エースコンバット7ではアートディレクターを務めると同時にライティング及びTrueskyの設定作業を担当。
CEDEC2019「エースコンバット7における”空の革新”について」講演。
《講演者からのメッセージ》
DCCツールやゲームエンジン上でリアルタイムレイトレースが可能となった昨今、物理ベースライティングを用いたルックデブ環境の重要性が高まっています。信頼性の高いHDRIによるライティング環境下において、アーティストは迷うことなくパフォーマンスを発揮できるでしょう。さらに様々な環境を比較することによって現実世界の探求にも繋げることもできます。本講演をきっかけに、是非皆様方でもHDRIを作ってみてください。
鈴木雅幸
キャラモデリング、モーション、背景、ライティングアーティスト、シェーダーアーティストを経て、現在はTAとしてグラフィックに関する研究や各プロジェクトのサポート業務を行っています
《講演者からのメッセージ》
アセットを実際のライティング環境に出してどう見えるかをチェックできればアセットの調整項目が分かってきます。
実際のライティングを再現するには高輝度まで含んだIBLパノラマを使えば簡単です。
私たちが行っている撮影とパノラマ化までのフローを紹介いたします。
山口翔平
2012年にポストプロダクションに入社しCGテクニカルディレクターとしてCMや映画の制作に携わる。

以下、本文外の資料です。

PR #43, opened 2021-03-03
New line in reporter

avolokhov:
Hi, @MrLotU. Thanks for considering this PR. 
This PR is to make collection to String and to ByteBuffer identical. I'm not 100% sure, but I think new line in the end is expected (and also my scraping tool complained when it saw it lacking). 

### Checklist
- [n/a] I've updated the documentation if necessary.

### Motivation and Context
In its protocol Prometheus expects new line at the end of string. New line was added when collecting into buffer but not into string. This PR will make collection results identical when collecting into string and into byte buffer.

### Description
Collection into string is now consistent with collection into buffer.
Created a test that checks equality on collected to string and collected to buffer output.


MrLotU (approved):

カラーマネジメント、実写撮影や合成の技術的サポートやツール作成などを担当。
リアルタイムグラフィックスに興味を持ち2019年に株式会社バンダイナムコスタジオに入社。
《講演者からのメッセージ》
HDRIが使われて久しいですが、クオリティーの高いHDRIを撮影しようとするとまだまだハードルが高いものです。
弊社で行っている試行錯誤の結果を共有さていただき、より多くの方のレンダリング環境を更に良いものにできればと思います。